Я отер холодный пот со своего лица.
Котта сказала:
– В то лето мы поздно пришли на места зимних стоянок, на два месяца позже обычного повернули на Змеиную Дорогу, потому что за горами шли большие сражения, это было начало войн, которые опрокинули города, и воины то и дело отправлялись грабить руины. Вскоре Сил узнал об упавшей башне в одном эшкирском форте на западе, в которой, по слухам, умер король, окруженный своими сокровищами. Воины поскакали туда, но вернулись только с одной добычей, беловолосой женщиной, твоей матерью. Говорили, что она ведьма, как она сама утверждала, но никто не поверил этому всерьез, да и сама она ничего в таком роде не проделывала. Эттук отдал ее Тафре в качестве рабыни, и так она путешествовала вместе с нами, пока не убежала в дикие края. Я думаю, никто, кроме Котты, никогда не видел ее лица, а Котта слепа.

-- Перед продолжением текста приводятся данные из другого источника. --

PR #28, opened 2019-05-29
Created documentation

### LINKED ISSUE #10: Tutorial
Hey this isn't really an issue but I'm fairly new and trying to make a game using voxels, how would I go about using this module? I cloned it to the module folder but how do you set up godot from the source code? I tried making an executable using SCon but no luck. Any help is appreciated :)

tinmanjuggernaut:
This is complete as is. Someone can read this and get the source built and terrain loaded without much effort.

fixes #10


tinmanjuggernaut:
Since this is still open, please keep it open for now. I'll add the API overview to it.
Then over the next few days I'll add a page on materials and one on the current state of collision (including what I'm doing with raycasts). Then that will be enough to get anyone started.

Zylann:
The MD tutorial was OK but for the class reference I would prefer to use the same system as Godot, because Doxygen won't work well with the script API, and XML will allow to parse it into Godot Editor docs as well as MD files.

tinmanjuggernaut:
Today's force push is a complete package ready for review and perhaps merging.

The changes start at the Readme and provide navigation links throughout all the files.
https://github.com/tinmanjuggernaut/godot_voxel/blob/tutorial/README.md


Fixes #10

Zylann:
Your PR contains a `bak` folder, maybe you should remove it? (I thought Doxygen wasn't going in for now)

Also, how can I generate the docs on Windows (or any OS)? It would seem I need a Unix bash with `xsltproc` and a specific global path to the Godot executable. Can't we use Python for these things? (as it's granted as cross-platform dependency for the build system, preferably without extra deps).

Are you using this feature? https://github.com/godotengine/godot/pull/7310

In `06_custom-streams.md`, I think you should also explain that custom streams must be thread safe if they get to be used for terrain.

tinmanjuggernaut:
> Your PR contains a `bak` folder, maybe you should remove it? (I thought Doxygen wasn't going in for now)

The "for now" is the question. The bak contains the work I setup for Doxygen so it doesn't have to be redone in the future. I've removed it.



> Also, how can I generate the docs on Windows (or any OS)? It would seem I need a Unix bash with `xsltproc` and a specific global path to the Godot executable. Can't we use Python for these things? (as it's granted as cross-platform dependency for the build system, preferably without extra deps).

I've never written anything in python. If I did, we'd still have a dependency on lxml.

xlstproc is cross platform, as is bash.

**Bash**
Did you install gitforwindows.org? Then you already have a bash shell on your system. Just run the git bash icon in your start menu. Once setup, you can build the docs by running git bash, then these commands, adjusting for your path:
```
cd /c/dev/godot/modules/voxel/doc/tools
./build_api gd
```
This will create and overwrite the files in ../api. It won't delete them, so if a class has been removed, the API file will still be there.

It does require editing the variables at the top of the script to specify the path to godot.

You can also build Godot with GCC in this environment given the instructions I provided in #10 .
Other basic commands are:
* `ls` for a directory listing
* `cd` change directory
* `rm file` to delete file
* `mv file1 file2` to move or rename file1 to file2
* `echo $PATH` to print your path

**xsltproc:**
1. Go here: https://www.zlatkovic.com/pub/libxml/
1. Download `libxslt`, `libxml2`, `iconv`, `zlib`
1. Look in the bin directories for each zip. You need xsltproc.exe, xmllint.exe, and all the DLLs. Or just grab everything in all bin folders.
1. Put them in your path like c:\windows. Git bash put this in my path: c:\users\cory\bin. So I created that folder and dumped those files in there. Then from git bash, I ran `xsltproc -version` and got a version string.

[ Reference: http://www.sagehill.net/docbookxsl/InstallingAProcessor.html ]



Is this an acceptable process?



> Are you using this feature? [godotengine/godot#7310](https://github.com/godotengine/godot/pull/7310)

No, I just have godot dump all classes it's compiled with, pull out Voxel* and delete the rest. There is no module specific configuration setup for documentation (i.e. doc_classes). I was thinking it could be once the API is closer to feature complete and we want to start editing XML files with documentation. That PR mentions classes.xml. What is this? I don't see any example of that file in all of the godot source.



> In `06_custom-streams.md`, I think you should also explain that custom streams must be thread safe if they get to be used for terrain.

Noted at the top.

Zylann:
> I've never written anything in python. If I did, we'd still have a dependency on lxml.

I don't know bash scripts and my last use of xslt goes back to 10 years ago^^ Also Godot doesn't depend on lxml either to generate its docs ;) Also Python can load xml just fine built-in.
I do have Git bash for Windows but I had a few issues with it in the past to execute proper bash files, due to a few clashes with Windows I believe. I don't mind that much xslt and I might give it a try, but I really like when a repo can work out of the box with minimal dependencies like Godot does, especially when you have python around (also it seems those dependencies are not always present in Git for Windows?).

> No, I just have godot dump all classes it's compiled with, pull out Voxel* and delete the rest. There is no module specific configuration setup for documentation (i.e. doc_classes). I was thinking it could be once the API is closer to feature complete and we want to start editing XML files with documentation. That PR mentions classes.xml. What is this? I don't see any example of that file in all of the godot source.

Fair enough. `classes.xml` is the source file for Godot API documentation, which gets compiled both for Sphinx and for the editor. Tbh I didn't have a look at this process for modules yet but the idea is to be able to document modules the same way as we do in Godot (`classes.xml` has been global for a long time), so one of the goals of that PR was to be able to have that locally per module as well. If something is still missing from there we should work to improve it because that could also benefit modules that are included in Godot's repo.

tinmanjuggernaut:
I was not able to get lxml to process the xml and xslt files. :( So I wrote a custom xml formatter and a separate build script, both in python.

xmlproc.py can be run on one file:
`python xmlproc.py /c/dev/gd/godot/doc/classes/Spatial.xml`
That will print to stdout. Or a second file can be specified that it will output to.

build.py requires python 3.4+ and xmlproc.py. It can be edited to have the godot path and output dir, or it can be specified on the command line with -g. The output directory should be the default of '../api' however you can specify it with -o. -v turns on verbose mode.
``python build.py -g /c/dev/gd/Godot-3.2-629bc10d8.exe -o api-temp``

These work on windows and linux with no dependencies except python 3.4+.

doc/tools/build.py
```diff
@@ -0,0 +1,152 @@
...
+if(sys.version_info<(3,4)):
+    print("Please upgrade python to version 3.4 or higher.")
+    print("Your version: %s\n" %sys.version_info)
+    sys.exit(1)
+
+from pathlib import Path
+
+# Configure these variables for your system or specify on the command line
+
+GD=str(Path.home()) + "/bin/godot-dev"    # Path to Godot executable
```
Zylann: By default this should better be `../../bin/godot.<platform>.<opt?>.<tools?>.<bits>.exe`, which is where Godot is built. What do you think?

doc/tools/build.py
```diff
@@ -0,0 +1,152 @@
...
+
+        for i in files:
+            f = Path(i).name
+            str += "* [%s](%s)\n" % (f, f)
+
+        str += "\n---\n"
+        str += "* [Doc Index](../01_get-started.md)\n"
+        str += "_Generated on " + strftime("%b %d, %Y", gmtime()) + "_\n" 
+
+        if verbose: print("Writing %s" % index)
```
Zylann: Indent?

doc/tools/build.py
```diff
@@ -0,0 +1,152 @@
...
+from xmlproc import process_xml
+
+
+
+def build_gdscript_api(verbose=False):
+
+
+        # Make temp dirs
+        tmp_d = tempfile.mkdtemp()
+        if verbose: print ("Making temp directories in " + tmp_d)
```
Zylann: Indent?

doc/tools/build.py
```diff
@@ -0,0 +1,152 @@
...
+        str += "_Generated on " + strftime("%b %d, %Y", gmtime()) + "_\n" 
+
+        if verbose: print("Writing %s" % index)
+        outfile = open(index, 'a')
+        outfile.write(str)
+        count += 1
+
+
+	# Remove temporary files
+        shutil.rmtree (tmp_d, ignore_errors=True)
```
Zylann: I think xml files are actually useful for the engine to grab when it builds, so that the doc gets embedded in the editor as well

doc/tools/build.py
tinmanjuggernaut: Good idea for the path. If the user wants to call Godot, they don't need the first script. They can just use the xmlproc.py script themselves. It's designed for command line or import.

doc/tools/build.py
tinmanjuggernaut: Indent what? 
_Generated_?

Or indent into the for loop above? No.

Do you not like "if verbose: print" all on one line?

doc/tools/build.py
tinmanjuggernaut: if verbose: print? 
Works fine.

doc/tools/build.py
tinmanjuggernaut: This already happens. Godot already builds Voxel* classes into the online searchable help. It does so from the code (probably the GDCLASS macros or register functions). It does not need the XML files to generate online help class information.

However, if you want to provide descriptions, then you must use the --doctool to extract the XML files, hand edit them, then feed them back into the system either by putting them in the global doc/classes folder or by setting up doc_classes in the module's directory.

tinmanjuggernaut:
PR updated with new script that searches for godot in the bin directory. The only question is what you meant by indent.

doc/tools/build.py
Zylann: It's the inline block yes. I prefer it in two lines, you actually wrote two lines sometimes.

doc/tools/build.py
Zylann: That's precisely because of function descriptions. You'll notice the Godot repo versions its XML files too for that reason, so the same must be done for modules. The doctool helps update it, but it should not overwrite. That's why I opened https://github.com/godotengine/godot/issues/4562 originally :)

tinmanjuggernaut:
I have updated the indent style.

tinmanjuggernaut:
I have updated the docs to align with the collision PR. Is there anything else you are expecting before merging this PR?

Zylann:
I think I will merge it even though I need to do a more thorough pass on how Godot modules should be documented in general.
For collision, I might also merge it, but I might also change it in the future to not instanciate nodes. Apart from overhead, another reason is when you get collision results, I want it to return the terrain, not a dynamically-instanced child staticbody.

tinmanjuggernaut:
No problem. I fully suspect things will change in the future. But the docs and collision now are a really solid first step that makes the project much more accessible and useful for people. For myself it makes it usable so I can start prototyping some game ideas I have.

Zylann:
I finally had a look at how the Godot `doctool` works for modules. https://github.com/godotengine/godot/pull/7310 was supposed to support a workflow where modules could have their own doc, but it broke over time. In addition to that, module docs continue to be aggregated in global `doc/classes/` which makes the issue still stand.

I'm considering changing again doctool so that module docs actually get located in module folders, so modules like this one would be able to have their own documentation generated from `doctool` visible from the editor, while preserving handwritten descriptions.

Zylann:
So it turns out some code from that old PR was never cleaned up, and I found out the workflow changed in the docs: https://docs.godotengine.org/en/3.1/development/cpp/custom_modules_in_cpp.html#writing-custom-documentation

It's a bit inconvenient, but I'm going to set this up.

PR #29, opened 2019-06-02
Raycast for VoxelLodTerrain

tinmanjuggernaut:
This patch copies the raycast function from VoxelTerrain to VoxelLodTerrain, with appropriate updates to make it work. Please let me know if it's ok or needs adjustment.

The only issue with it is that it only raycasts on LOD 0. I experimented with other LODs and had mixed results from crashing on LOD 8, to not hitting on LOD 1. 

In game, it works as well as the raycasting on VoxelTerrain, once LOD 0 is loaded. So it's possible to fall through the local environment in the first few seconds, but once loaded, it's fine. 

Raycast collision makes a playable terrain until full physics can be developed. The LOD terrain is great so far and allows an older system like mine (Intel HD4400 laptop) to have a pretty far visual depth (1000) at a decent framerate (30-48fps even with short shadows).

~~If you want to see it in action, check out my branch here:
https://github.com/tinmanjuggernaut/voxelgame/tree/fps_demo~~
(Edit: this demo now uses physics based collision)

## Instructions
* Run heightmap.tscn to see raycast collision as is without this patch. 
* lod_noise.tscn needs this patch, but basically works the same. It uses 3D noise on the LOD terrain.
* This uses an input map defined in project.godot.
* Press 'F' to toggle between first and third person.
* W/A/S/D, space for jump or hold for jetpack. If you fall into the terrain, jetpack will push you up.

LOD-noise

### DIFF
--- a/terrain/voxel_lod_terrain.cpp
+++ b/terrain/voxel_lod_terrain.cpp
@@ -1,6 +1,7 @@
 #include "voxel_lod_terrain.h"
 #include "../math/rect3i.h"
 #include "../util/profiling_clock.h"
+#include "../util/voxel_raycast.h"
 #include "voxel_map.h"
 #include "voxel_mesh_updater.h"
 #include <core/engine.h>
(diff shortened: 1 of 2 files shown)


Zylann:
Sorry but the implementation has flaws, it only works with LOD0 and will fail if used further away.

tinmanjuggernaut:
I'm struggling on this one. Can you give me a clue? 

Here's what I see happening:
* _raycast_binding_predicate calls `map->get_voxel_f(pos)`
* which converts voxel to box coords 
* then requests that block `get_block(bpos)`
* which requests `_blocks.getptr(bpos)` which is a hashmap

I can iterate through all LODS (0-7) and call map->get_voxel_f(pos), but getptr returns null on all LODs until LOD 0 is displayed, even though 1-7 are on screen. 

How would you go about doing this?

Zylann:
I'm not sure yet regarding performance, but a correct way would be to check lod 0 if it has a wanted block. If it doesn't, check LOD1, and so on until none are available.

tinmanjuggernaut:
@Zylann, I and likely most people will probably use physics based collision for games, which means the physics based raycasting is already in place. It's far superior to the blocky, integer only raycasting from the terrain. I don't know what a terrain based collision would be useful for, except maybe mouse picking on blocky terrains when collision is turned off?

We know this patch is incomplete as it only works on lod0. I don't intend to make it work on all LODs since physics is better. So, I could update this with the current master... or I could just delete the branch and PR. What do you think?

Zylann:
I'm not planning to merge this one then, but I still have in mind to have that at some point because it's the only way to edit collision-less terrain.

– Ну, а тот король, – сказал я, – его имя ты знаешь?
– Да. Она назвала его. Она была его женой, но она убила его, потому что он был холодный и жестокий, и она считала его колдуном.
– Ревнивые суки всегда так поступают, – сказал я. – Таков итог предания и мифа. Но все же я не слышу его имени, этого чудесного отца, которым ты меня одариваешь.
Имя, которое она назвала, казалось, вырвалось из раскаленных углей и озарило палатку. Я не ожидал ничего подобного и поэтому не принимал слова Котты близко к сердцу, как бы не впускал их в себя. Но когда я услышал его имя, имя моего отца, оно ворвалось в меня, сметя все заслоны, и в образовавшийся пролом кипящим потоком хлынуло и все остальное.
Ибо она сказала мне, что я сын Вазкора.
Глава 4
Моя жизнь изменилась в одно мгновение.
Я вспомнил все, каждое из предзнаменований, все, что указывало мне на это. Я, такой непохожий на людей племени, другой во всем, отверженный в среде своего народа.
Я вспомнил о детском сне – белой рыси, соединяющейся с черным волком, о выбранной мной маске рыси и о шоке, парализовавшем мою руку, когда я прикоснулся к ней. Над ней еще тяготело колдовское заклинание этой богини-кошки, Уастис, которой я был не нужен.